Steven Voien and Lydia Bird discuss 'Smilla's' sense of solitude

By David Templeton


Writer David Templeton takes interesting people to interesting movies in his ongoing quest for the ultimate post-film conversation. This time out, his guests are authors Steven Voien and Lydia Bird and the subject is solitude, as portrayed in the film Smilla's Sense of Snow.

THE CAFE is crammed with weekend wanderers, collectively making merry cacophony while the espresso machine hisses out a noisy new latte every few minutes. Our foursome, bumped and jostled numerous times as we work our way to our table, takes refuge in the backmost corner of the place. Having just come from Smilla's Sense of Snow--a film full of long potent silences and lingering shots of vast, unpeopled ice fields in Greenland--we find all this exuberant humanity around us a bit jarring and strange.

"Smilla was a very prickly, hostile, suspicious person!" shouts writer Steven Voien, referring to the film's title character--an icy and reclusive, math-obsessed glaciologist investigating a murder, who is played with a tangible sadness by Julia Ormond. "Scientists--as a bunch, because they have to be loners--tend to be prickly people, wouldn't you agree?" This question is directed at my brilliant and insightful scientist wife, Susan.

"Well, I'm a geologist," she replies, leaning in to make herself heard. "We're always happy to have company. One benefit of never having to sneak up quietly on a rock."

"Anthropologists, I would imagine, would be fairly social scientists as well," suggests author Lydia Bird, as the din around us settles. "They're out on digs together, that sort of thing. Personally, that would get to me. I'm much more of a loner than Steven is. "

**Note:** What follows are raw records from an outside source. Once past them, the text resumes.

Issue #2713, opened 2020-11-12
request help: How to turn off access log?


fregie:
### Issue description
My apisix run in docker and It's may be dangerous if access.log keep logging.
I want to turn off the access log.

idbeta:
I think turn the access log off is not a good idea.

fregie:
I have written a plugin to upload access log to my log service,so I don't need nginx save a access.log in container.
I think it's ncecssary providing a switch of access log.

spacewander:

Voien and Bird (who are married), have lived in Africa, India, and Bulgaria, a result of Voien's former position as a Foreign Service diplomat. Voien's intelligent new novel Black Leopard (Knopf, 1997)--a sequel to his A High and Lonely Place--is set in the streets and forests of West Africa and features protagonist David Trowbridge, a globe-trotting, solace-craving, leopard-loving biologist.

Bird's Sonnet: One Woman's Voyage from Maryland to Greece (Farrar Straus Geroux/Northpoint Books, 1997) will be released in May. The sonnet of the title is the name of Bird's boat, a craft that took on its own personality during the months-long solo adventure in which she rekindled her own love affair with solitude.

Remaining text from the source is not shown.